By Kavya Pillai (Class of 2025)
As aging is a commonality in all our lives, preserving cognitive health is integral to healthy aging. However, detecting cognitive decline is difficult as there is a hard distinction between the decline in mental functionality and the natural cognitive deterioration that is assumed with aging. Around 55 million people worldwide have dementia and with the increasing rate of 10 million cases per year, the cure to this disease is hard to find (4). For this reason, detecting it early on is essential in preventing further damage.
With the recent adoption of artificial intelligence (AI) in healthcare, these logical systems are aimed towards finding an early diagnosis of cognitive decline. The shift from aging to Alzheimer’s disease is known as amnestic mild cognitive impairment (aMCI). While aMCI isn’t as severe as Alzheimer’s disease, it still creates issues on their cognition that affects their daily lives.
A study by Ni Shu PHD (2021) analyzed the relation between cognitive impairment and age using MR images to create a prediction model about the age of a brain (2). The model compared individuals who had aMCI and those who had a normal aging brain (no signs of cognitive deterioration) and found a difference in both models. The predicted age model for aMCI had estimated the brain’s age to be about 3 years older than the individual’s physical age. The model was also able to show the difference amongst a patient who had a more developed aMCI to a patient that had a less progressive aMCI with its increased number of deviations. When people age, natural mental and cognitive deterioration occurs. However, it is important to determine how large this predicted age difference is, as the higher it is the greater the probability towards diseases pertaining to memory loss such as dementia and Alzheimer’s disease (3).
With AI in healthcare, different subsets of techniques are used depending on the functions needed (algorithm derived from labeled data, pattern in unlabeled data, replication to human behavior). A conceptual review by Sarah Graham (2020) analyzed possible predictors of change and decline in cognitive function using methods such as machine learning, supervised learning, unsupervised learning, deep learning, and natural language processing. As the review says, AI would aid in predicting a possible impairment in cognition using these methods but wouldn’t be able to treat it as a clinician would. The study conducted by Ni Shu PHD uses machine learning to predict brain age in individuals with aMCI. After testing the model on patients with aMCI versus patients with healthy controls, the prediction model showed individuals would have aMCI had a higher predicted age difference than those who had healthy controls.
The review by Sarah Graham also considers the sociodemographic data in the progression of cognitive decline (1). It's important to consider social determinants of health, such as access to education, as it gives a general overview of different countries and their dementia rates. Using unsupervised learning, the study made connections with a more inclusive demographic group, which in turn would make findings applicable to a wider population. Dementia is more prevalent in low income/poor resource areas which is represented as a model with a higher PAD. The review also considers clinical and psychometric assessments, neuroimaging data, electronic health record, basic functions, and genomic data which would combat early risk stratification.
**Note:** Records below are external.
Issue #31338, opened 2021-02-16
Project network isolation can be enabled if RKE network plugin supports network policies


janeczku:
**What kind of request is this (question/bug/enhancement/feature request):**
Enhancement

**Steps to reproduce (least amount of steps as possible):**
When configuring an RKE network provider that supports Kubernetes network policies, such as the Cisco ACI CNI plugin, Rancher should allow the cluster option to enable Project Network Isolation to be set (`enable_network_policy: true`).

Currently, when enabling the network isolation with such a compatible network provider the cluster provisioning fails with a validation error.

The validation is implemented here:

https://github.com/rancher/rancher/blob/41045a8bd742ca24c69dc3a9d54a1888686c0159/pkg/api/norman/store/cluster/cluster_store.go#L713-L714

**Other details that may be helpful:**

Rancher 2.5.5

ryansann:
# Support Matrix

Rancher RKE Cluster Project Network Isolation (PNI) support per CNI
| CNI | Supports PNI |
| ----------- | ----------- |
| Calico | Yes |
| Canal | Yes |
| Weave | Yes |
| ACI | Yes |
| None/Custom | Yes |
| Flannel | No |

# Testing

Currently Rancher only allows for PNI to be enabled when selecting the Canal Network Provider when provisioning an RKE cluster. These changes allow for PNI to be enabled when using other CNIs. 

Until [this UI issue](FILL ME IN) is complete, you can provision a cluster with PNI enabled by Selecting your CNI, editing the cluster as YAML, and flipping the top-level `enable_network_policy` field to true in the RKE config.

## Allowed Network Paths
With PNI enabled, and the below testing setup, these are the network paths that should be allowed
![pni-allowed](https://user-images.githubusercontent.com/8824599/114619804-c96b2300-9c5f-11eb-9c0e-7b7a4235034d.png)

## Disallowed Network Paths
And these are the network paths that should not be allowed
![pni-not-allowed](https://user-images.githubusercontent.com/8824599/114619836-cf610400-9c5f-11eb-81ff-66579a34e87d.png)

## Steps

1. Launch a cluster with a CNI that supports PNI (see support matrix above) and with PNI enabled
2. Create a project: `pni-testing` and a namespace within it `testing`
3. Launch the Rancher Hello World example as a workload in both the `default` and `pni-testing` projects, e.g. 
[...]

PR #31344, opened 2021-02-16
Permit use of Project Network Isolation with other compatible RKE network providers

janeczku:
This PR will allow the use of the **Project Network Isolation** feature for any RKE network provider that by default enforces Kubernetes network policies. In order to use the feature with plugins other than `canal` the built-in ingress provider must be disabled (`ingress.provider=none`) or configured with `ingress.networkMode=hostPort|none`.

### Details

The Project Network Isolation feature (`enableNetworkPolicy`) is implemented via a controller that maintains Kubernetes network policies configured to either permit or allow traffic between namespaces based on whether the namespace is assigned to a particular project.

Being based on native Kubernetes network policies that feature is compatible with any CNI plugin that enforces Kubernetes network policies. This includes the following RKE network providers:
- Canal
- Calico
- Weave
- ACI

The only CNI plugin-specific functionality included in the network policy management controller is a Canal-specific workaround that allows the creation of network policy ingress rules for the NGINX ingress controller in the case where it's running in `hostNetwork`  mode (which requires the use of an IP-based policy rule).

https://github.com/rancher/rancher/issues/31338

### DIFF
--- a/pkg/api/norman/store/cluster/cluster_store.go
+++ b/pkg/api/norman/store/cluster/cluster_store.go
@@ -54,6 +54,14 @@ const (
 	s3TransportTimeout         = 10
 )
 
+// RKE network providers with default support of Kubernetes network policies
+var rkeNetworkPolicyControllerPlugins = map[string]bool{
+	"canal":  true,
+	"calico": true,
+	"weave":  true,
+	"aci":    true,
+}
+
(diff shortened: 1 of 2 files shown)


janeczku:
Closing in favour of broader solution as discussed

As AI technology is developing into playing a role in health care, the prevention of cognitive decline derives strongly from predicting these neurocognitive disorders. With an early diagnosis, experienced clinicians can take action to treat cognitive impairment. While AI isn’t the cure for disorders relating to mental decline, it would greatly help in determining the state of the disease, specifying the prognosis, and coming up with a more thorough treatment plan. With technology constantly advancing, AI is our future into predicting and preventing cognitive decline.
References:
Cover Picture: Keown, A. (2020, October 28). Study suggests COVID-19 infection could age the brain, reduce cognition. BioSpace. Retrieved from https://www.biospace.com/article/covid-19-infection-could-age-the-brain-up-to-10-years-reduce-cognition-study-suggests/.
With the recent adoption of artificial intelligence (AI) in healthcare, these logical systems are aimed towards finding an early diagnosis of cognitive decline. The shift from aging to Alzheimer’s disease is known as amnestic mild cognitive impairment (aMCI). While aMCI isn’t as severe as Alzheimer’s disease, it still creates issues on their cognition that affects their daily lives.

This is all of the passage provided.